We need a valid ucontext to walk the stack of the crashed thread, as well as to determine the register state at the time of the crash. We also need the original signal and si_addr/si_code values, as these are necessary to determine the type and cause of crash. For example, a SIGSEGV with a si_addr of 0x4 would imply a NULL pointer dereference with a structure member offset of 0x0. There are more complex and necessary use-cases, one of which I'll expand on below.

> Please try to understand our our pain. When you're rushing towards a release
> and you realize that crash reporting solution that you pay for actually crashes
> your app, you don't care about 100% technical correctness in reports regarding
> the information that is very unlikely to be of use. I understand your concerns
> but it's hard for me to understand how slightly incorrect reporting for a minor
> detail is better than silent crashes. I'm sure most MonoTouch customers would
> agree with me on this one.

To elucidate on why it's a requirement in PLCrashReporter and other crash reporters to provide full/accurate crash state; speaking as an application developer as well as the author of plcrashreporter, we rely on complete/accurate crash reports to decipher more difficult issues in which thread state may be the only reasonable mechanism to determine the cause of a crash.

For example, a crash in objc_msgSend() -- such as caused by objects being eaten by GC as you've described above -- can leave little valuable information in the thread stack. You *may* get an "unrecognized selector" exception if that particular piece of RAM has been re-allocated for a different object, but an outright crash is just as likely. In that case, the only way to decipher the selector that was called is by investigating the register state, and on ARM, correlating the address in r2 to an Obj-C selector (SEL) address within a binary. Additionally, the objc_msgSend trampoline does not update the stack pointer, such that a naive stack walker will skip right over whatever method called objc_msgSend(). The only way to resolve this is with access to register state, such that one can access the stack/register containing the actual return address.

Without register state, the above will often manifest with a fairly useless stack trace, as the method/function that called objc_msgSend() will be entirely lost.
Comment 25 Landon Fuller 2013-01-12 12:43:32 UTC
Oops. s/stack pointer/frame pointer/ in the objc_msgSend paragraph.
Comment 26 Dan Abramov 2013-01-12 12:54:57 UTC
Landon,

I'm sorry if my tone suggested I thought you were supporting PLCrashReport commercially.
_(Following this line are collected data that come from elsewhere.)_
PR #2309, opened 2020-01-08
Add a route to POST documents for the realtime

nono:
The route POST /realtime/:doctype/:id can be used to send a JSON payload that can be received in the realtime, but won't be persisted to CouchDB. For example, it can be used by konnectors to send their progress to the Cozy Home app.

### DIFF
--- a/web/realtime/realtime.go
+++ b/web/realtime/realtime.go
@@ -10,6 +10,8 @@ import (
 	"github.com/cozy/cozy-stack/model/instance"
 	"github.com/cozy/cozy-stack/model/permission"
 	"github.com/cozy/cozy-stack/pkg/consts"
+	"github.com/cozy/cozy-stack/pkg/couchdb"
+	"github.com/cozy/cozy-stack/pkg/jsonapi"
 	"github.com/cozy/cozy-stack/pkg/logger"
 	"github.com/cozy/cozy-stack/pkg/prefixer"
 	"github.com/cozy/cozy-stack/pkg/realtime"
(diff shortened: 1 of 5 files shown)


ptbrowne:
Cool, I added support for those events in cozy-realtime https://github.com/cozy/cozy-libs/pull/908

web/realtime/realtime.go
```diff
@@ -283,7 +286,34 @@ func ws(c echo.Context) error {
...
 
+// Notify is the API handler for POST /realtime/:doctype/:id: this route can be
+// used to send documents in the real-time without having to persist them in
+// CouchDB.
+func Notify(c echo.Context) error {
+	inst := middlewares.GetInstance(c)
+	doctype := c.Param("doctype")
+	id := c.Param("id")
+
+	if err := permission.CheckReadable(doctype); err != nil {
```
ptbrowne: Should we check that the doctype is Writable ?

web/realtime/realtime.go
```diff
@@ -283,7 +286,34 @@ func ws(c echo.Context) error {
...
+		return jsonapi.BadRequest(err)
+	}
+
+	var payload couchdb.JSONDoc
+	if err := c.Bind(&payload); err != nil {
```
ptbrowne: What does Bind mean in this context ?

web/realtime/realtime_test.go
```diff
@@ -166,12 +168,56 @@ func TestWSSuccess(t *testing.T) {
 	assert.Equal(t, "bar-one", payload["id"])
 }
 
+func TestWSNotify(t *testing.T) {
+	u := strings.Replace(ts.URL+"/realtime/", "http", "ws", 1)
+	c, _, err := websocket.DefaultDialer.Dial(u, nil)
```
ptbrowne: c could be renamed ws for clarity ? At first I thought it was the context.

web/realtime/realtime.go
nono: I don't think so. For example, the `io.cozy.jobs` are not writable, but I think it is OK to send real-time docs about them.

web/realtime/realtime.go
nono: It is a method from echo, out web framework. It fills the payload with the body of the request.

I know you don't and I'm very happy you took the time to write this up. What I meant to convey is that the amount of frustration caused by this problem far outweighs any concerns regarding purity of reports, contrary to the impression you might have gotten from my previous comment about native exceptions being important (they are, but something is better than nothing from a technical standpoint).

The community would benefit immensely if you and Xamarin found an option that satisfies everybody.

As for the explanation. I did not know it is possible to extract meaningful information from correlating registers with selector addresses within the binary. I don't know if this is applicable to MonoTouch but maybe one day it'll be helpful. I don't remember ever needing to go down this deep to find a problem yet.

I'll get back to you via email about the short-term fix and contracting options.

Thanks,
Dan
Comment 27 Dan Abramov 2013-01-24 05:45:53 UTC
Landon, Rolf and everybody,

Thanks for all your help and suggestions.
I shared our fix here:

http://stackoverflow.com/a/14499336/458193

Hope you can work it out internally sometime.

Dan
Comment 28 Rolf Bjarne Kvinge [MSFT] 2016-02-15 14:35:59 UTC
The workaround from comment #27 is good enough for the initial issue / reporter, so I'm closing this bug.

The only thing missing is support for accurate thread/process state (see comments #22 and comment #24), and for that I've opened a new enhancement request: bug #38765.